• _TASK GOAL_
Give back the data below exactly as it was given.

• _TASK INPUTS_
PR #9808, opened 2023-02-01
feat(delegation-api): Add clients controller

saevarma:
# Adding clients controller

[Endpoint task](https://www.notion.so/Add-clients-clientId-GET-endpoint-in-delegation-api-to-get-client-name-6289a884e9f04d6d83d3bf4aabef3b13)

• _EXPECTED ANSWER_
PR #9808, opened 2023-02-01
feat(delegation-api): Add clients controller

saevarma:
# Adding clients controller

[Endpoint task](https://www.notion.so/Add-clients-clientId-GET-endpoint-in-delegation-api-to-get-client-name-6289a884e9f04d6d83d3bf4aabef3b13)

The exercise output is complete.